Black Keys rock the blues in a lean, packed set

Email|Print|Single Page| Text size + By Jonathan Perry
Globe Correspondent / May 19, 2008

One Tuesday night after a club show a few years back, Black Keys singer-guitarist Dan Auerbach and drummer Patrick Carney were manning the merch table inside T.T. the Bear's Place in Cambridge, chatting with fans and signing some autographs. At one point, Auberbach - unprepared, apparently, for such requests - politely attempted to hand us back a black Sharpie pen we had given him. Keep it, we told him. You guys are going to need it.

Last month, the duo's fifth album, "Attack & Release," sold 30,000 copies during its first week of release - roughly 300 times the number of people who caught the band's show at T.T.'s that night. And during a sold-out concert at the Orpheum Theatre Saturday evening - the final US date of an international tour that takes them to Europe this week - the Black Keys thrilled an audience of 2,700-plus with a lean 75-minute set long on mesmerizing hoodoo garage-blues and short on convention or flabby filler.

What remains remarkable, after all this time and even after the initial shock of seeing and hearing them wears off, is how two skinny 20-something white guys from Akron, Ohio - who once recorded for Oxford, Miss.'s Fat Possum blues label before signing with the big boys at Warner Brothers - can mine such deep roots and summon such soulful fire.

The simultaneously show-opening, show-stopping "Girl Is On My Mind," a primal slab of moaning desire, was born in a suburban basement but sounded like an ancient flame heaven-sent from the hills of Keys' heroes like Junior Kimbrough and R.L. Burnside. The new "I Got Mine," replete with riffs deadly as a razor or a rattlesnake and powered by Carney's elemental, relentless whomp, conjured its own universe of sweat, tough times, and triumph, no bass guitar necessary.

The twin trance-blues romps of "Stack Shot Billy" and "Busted" had Auerbach coaxing high, hypnotic drama on slide guitar, and applying his creosote-soaked voice for smoky flavor. "The Breaks" was a squealing tease - outwardly coy to soften the blow, perhaps - but emotionally yearning for a lover who's left.

The only loss of forward momentum came during the encore's oddly flat-footed "Oceans and Streams," which featured Auerbach behind a keyboard but still somehow wrenching guitar-like sounds from the instrument. But then it was back to the thickly distorted guitars of "Till I Get My Way," which closed the show in a satisfying haze of smeared, sexy heat. Attack and release, indeed.

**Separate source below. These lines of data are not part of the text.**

Issue #98, opened 2016-11-30
Implement Amazon's Request-signing Test Suite


joearasin:
I was digging through some of my notes from originally building the S3 functionality and dug this up. Amazon provides a test suite for AWS signature libraries. It might make sense to use it.

http://docs.aws.amazon.com/general/latest/gr/signature-v4-test-suite.html

ktoso:
That would be great indeed, anyone up for jumping on this task?

devsprint:
Hi, I've started to implement a new test suite using Amazon provided test suite. First problem that I have found with the current implementation is the missing hash of the payload (hash of empty string) in building Canonical Request. In Canonical Request object:
`val hashedBody = req.headers.find(_.name == "x-amz-content-sha256")
.map(_.value).getOrElse("")`

See: [Task 1: Create a Canonical Request for Signature Version 4](http://docs.aws.amazon.com/general/latest/gr/sigv4-create-canonical-request.html)

I'll come with PR tomorrow.

devsprint:
@joearasin @ktoso implementation is completed. There is only one test that is skipped (you'll see in the code). This is because I did not found a way to build a HttpRequest with body, without having it adding the charset part to content type. If you know a way to do this, then I will update the code in a second.

jrudolph:
As commented in #120 it is not possible to use the AWS signing test suite verbatim because akka-http cannot be made to render exactly the same requests. This [comment](https://github.com/akka/alpakka/pull/120#issuecomment-289786050) gives a few hints how better test coverage could be achieved anyways.

PR #120, opened 2016-12-16
#98 - end to end testing of AWS Signature 4 based on AWS test suite

devsprint:
…t validation.


typesafehub-validator:
Hi @devsprint,

ktoso:
Refs https://github.com/akka/alpakka/issues/98
Thanks, not sure if I'll be able to review today but hope someone might be able to :)

devsprint:
CLA signed

patriknw:
@agolubev is this something you would like to review?

agolubev:
@patriknw thanks for the notification. I'll review this today

s3/src/main/scala/akka/stream/alpakka/s3/auth/CanonicalRequest.scala
```diff
@@ -29,12 +36,27 @@ private[alpakka] object CanonicalRequest {
...
-  }
 
   def canonicalQueryString(query: Query): String =
-    query.sortBy(_._1).map { case (a, b) => s"${uriEncode(a)}=${uriEncode(b)}" }.mkString("&")
+    query.sortBy(_._1).map { case (a, b) => encodeQueryParams(a, b) }.mkString("&")
 
-  private def uriEncode(str: String) = URLEncoder.encode(str, "utf-8")
+  private def encodeQueryParams(name: String, value: String): String =
+    if (name.contains(' ')) {
+      s"${uriEncode(name.takeWhile(_ != ' ')).replace("%7E", "~")}="
```
agolubev: should this be changed to just string append?

s3/src/main/scala/akka/stream/alpakka/s3/auth/CanonicalRequest.scala
```diff
@@ -29,12 +36,27 @@ private[alpakka] object CanonicalRequest {
...
+    } else {
+      s"${uriEncode(name).replace("%7E", "~")}=${uriEncode(value).replace("%7E", "~")}"
+    }
+
+  private def uriEncode(str: String) = if (isAlreadyURLEncoded(str)) str else URLEncoder.encode(str, "utf-8")
+
+  // TODO: this could be removed when the Uri class in akka-http will accept utf-8
```
agolubev: I was not able to find appropriate ticket in akka-http. Should one be created?

s3/src/test/scala/akka/stream/alpakka/s3/auth/SignerSpec4.scala
```diff
@@ -0,0 +1,350 @@
...
+  }
+
+  def testStringToSign(req: HttpRequest, sts: (String, String))(implicit mat: Materializer): Unit = {
+    val date = LocalDateTime.of(2015, 8, 30, 12, 36, 0).atZone(ZoneOffset.UTC)
+    val canonicalRequest = WrappedCanonicalRequest.canonicalRequest(req)
+    val stsResult = canonicalRequest.map(cr => Signer.stringToSign("AWS4-HMAC-SHA256", signingKey, date, cr))
+    whenReady(stsResult) { builtSts =>
+      withClue(s"According to the expected string to sign stored in ${sts._1}") {
+        if (sts._1 == "post-x-www-form-urlencoded.sts") {
+          // TODO: skip this test because we can't avoid adding charset into http request as the test suite require.
```
agolubev: do we need to consider this as http ticket?

s3/src/test/scala/akka/stream/alpakka/s3/auth/SignerSpec4.scala
```diff
@@ -0,0 +1,350 @@
...
+      req <- requests
+      crq <- creqs
+    } yield req.zip(crq)
+
+    probes.toOption shouldBe defined
+
+    probes.get.foreach {
+      case (fileName, expectedResult) =>
+        testCanonicalRequest(fileName, expectedResult)
+    }
```
agolubev: All 4 test cases are different only with testMethod and expected result - can this be a single function with results collection and test function as arguments?

s3/src/test/scala/akka/stream/alpakka/s3/auth/SignerSpec4.scala
```diff
@@ -0,0 +1,350 @@
...
+  }
+
+  /**
+   * Encode the uri string, if it is requires.
+   *
+   * @param rawUri - the string URI.
+   * @return the Uri
+   */
+  private def encodeIfRequired(rawUri: String): Uri = {
+    val pattern = """^([!#$&-;=?-\[\]_a-z~]|%[0-9a-fA-F]{2})+$$""".r
```
agolubev: need some explanation here, maybe comments

s3/src/test/scala/akka/stream/alpakka/s3/auth/SignerSpec4.scala
```diff
@@ -0,0 +1,350 @@
...
+    // TODO: this look like a bug in Uri parser in akka-http ("//" is generating empty path)
```
agolubev: Another akka-http ticket?

s3/src/test/scala/akka/stream/alpakka/s3/auth/SignerSpec4.scala
```diff
@@ -0,0 +1,350 @@
...
+   * @param headers - a list of headers as string.
+   * @return a list of HttpHeaders.
+   */
+  private def loadHeaders(headers: Seq[String]): List[HttpHeader] = {
+
+    val lines: List[String] = headers.foldLeft(List.empty[String]) { (acc, current) =>
+      if (current.contains(':')) {
+        current :: acc
+      } else {
+        // TODO: trim and ',' has been added to pass the test, but it looks like a bug in HttpParser code from akka-http.
```
agolubev: same as above

agolubev:
In general - looks good

s3/src/main/scala/akka/stream/alpakka/s3/auth/CanonicalRequest.scala
devsprint: https://github.com/akka/akka-http/issues/86 - this is  a similar issue, but for Cyrillic URIs

agolubev: could you add ticket number to comment into code?

s3/src/test/scala/akka/stream/alpakka/s3/auth/SignerSpec4.scala
devsprint: https://github.com/akka/akka-http/issues/689

s3/src/main/scala/akka/stream/alpakka/s3/auth/CanonicalRequest.scala
devsprint: Sure. it will be in next PR

s3/src/test/scala/akka/stream/alpakka/s3/auth/SignerSpec4.scala
devsprint: https://github.com/akka/akka-http/issues/690

devsprint:
@agolubev please take a look to last PR.

s3/src/main/scala/akka/stream/alpakka/s3/auth/CanonicalRequest.scala
```diff
@@ -43,14 +65,21 @@ private[alpakka] object CanonicalRequest {
...
   def canonicalHeaderString(headers: Seq[HttpHeader]): String = {
     val grouped = headers.groupBy(_.lowercaseName())
-    val combined = grouped.mapValues(_.map(_.value.replaceAll("\\s+", " ").trim).mkString(","))
-    combined.toList.sortBy(_._1).map { case (k, v) => s"$k:$v" }.mkString("\n")
+    val combined = grouped.mapValues(_.map(_.value.replaceAll("\\s+", " ")).mkString(","))
+    fixContentTypeHeaderParameter(combined.toList.sortBy(_._1).map { case (k, v) => s"$k:$v" }.mkString("\n"))
   }
 
+  private def fixContentTypeHeaderParameter(headers: String): String =
+    headers.replace("charset=UTF-8", "charset=utf8")
```
jrudolph: This will break signing, as you sign a different request than what akka-http will send.

jrudolph:
I think this approach cannot work because not all of the test cases (the `.req` files) can be represented verbatim by the akka-http model. In the end, the point of the akka-http model is to remove many of the redundant representations by a single typed model which makes it harder to get many of the representation details wrong.

If you want to use the test cases, you need to check in the first step what the actually requests are that akka-http will send out and check these against the original test case. This will probably need to use `HttpRequestRenderer` or actual end-to-end testing by running the request through the complete `Http.clientLayer` to figure out what the actual request is. In many cases, it will not be the same as what the test cases need. The problem is then, that you cannot use the provided test data because you cannot make akka-http to send them unchanged, so you need to sign something else.

Worse, the changes to the signer might actually break signing because the canonical representation doesn't seem to be the same as what will be sent through akka-http, so that AWS will have to reject requests which were manipulated by the signer.

s3/src/main/scala/akka/stream/alpakka/s3/auth/CanonicalRequest.scala
```diff
@@ -43,14 +65,21 @@ private[alpakka] object CanonicalRequest {
...
   private def preprocessPath(path: Path): String =
-    uriEncode(path.toString).replace(":", "%3A").replace("%2F", "/")
+    uriEncode(removeRedundantAndRelativePath(path.toString))
+      .replace(":", "%3A")
+      .replace("%2F", "/")
+      .replace("%7E", "~")
+      .replace("+", "%20")
 
   def canonicalHeaderString(headers: Seq[HttpHeader]): String = {
     val grouped = headers.groupBy(_.lowercaseName())
```
jrudolph: This seems to be missing the value of `req.entity.contentType` which is encoded specially in the akka-http model.

devsprint:
@jrudolph hmm, I understand your reasons and thanks for clarifications.  Some parts of the test data from Amazon will not work with current constrains, but this is a small part of it, the ones that are having a body, where most of them are not having any. For this I will work out how to adapt it such that we can use it with smaller changes (.req, .creq.. changes). Are you ok with this approach ?

patriknw:
Not sure how important the comment is, do you know @ktoso ?
Can we merge and do a follow up?

devsprint:
@patriknw I will update the pull request based on @jrudolph comments but I will be only able to do it over the week-end.

patriknw:
Ok, thanks for the update, then I'll leave this open

s3/src/test/scala/akka/stream/alpakka/s3/auth/SignerSpec4.scala
```diff
@@ -0,0 +1,308 @@
...
+}
+
+case object StringToSignProbe extends ProbeType {
+  override val extension: String = ".sts"
+}
+
+/**
+ * Load the probes files from resource folder.
+ */
+object Probes {
```
ktoso: Probes is a bit of a weird name, in Akka probes are TestProbes hm.

ktoso:
Agree with @jrudolph's both contents. We must use the actual APIs to verify the test actually is testing what will be put onto the wire. Now it's a weird mix of hand constructing things which may be not the way we'd render these - please make the .req files into actual Akka HTTP model types directly. Where it's not possible we need to fix something or provide workarounds.

patriknw:
@devsprint any news here?

jrudolph:
Sorry for keeping this so long.

I think the bottom line here is:

 * it is impossible to implement the AWS test suite including the hashes given by the test suite because some of the test cases cannot be rendered by akka-http (that's by design, semantically equivalent headers can be rendered)
 * it is likely that this PR will break signing because the signer is changed in a way to make the tests pass (but the tests do not assert what akka-http renders)

Here's a sketch how to implement signing tests:
   * provide or generate a set of interesting test requests as akka-http `HttpRequest` (internal `HttpRequestParser` infrastructure could be used to parse the AWS test files, signatures of the test files cannot be used)
   * run each of the requests through akka-http's internal `HttpRequestRenderer` or use `Http.clientLayer()` flow (connect all ports of the BidiFlow to probes and then push a request and read the network side, to get access to the actual wire rendering of the request
   * use any third party library to sign this request data (which will involve parsing the request with whatever the third-party tool provides)
   * check that the alpakka AWS signer generates the same signature

Not sure if it makes sense to keep this PR open as the real solution might not have much in common with what we have here.

WDYT?

devsprint:
@jrudolph I have tried to find a way to still use the test cases from Amazon but as you also obeserved is it imposible to use them. I think that the right option is to close this PR.

jrudolph:
Ok. Let's close it for now. I'll add a comment in the ticket to see the comments here before tackling it again. Anyway, thanks for your work, @devsprint!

Buffalo Killers, a hirsute trio of fellow Ohioans from Cincinnati whose latest album is being produced by Auberbach, opened with a 40-minute set of shaggy stoner-boogie that was as woolly as the band. High, keening harmonies, occasionally overlong Mountain-ous jams, and songs about the virtues of "homegrown" um, vegetables were the order of the day.

The Black Keys

With: Buffalo Killers

At: The Orpheum Theatre, Saturday.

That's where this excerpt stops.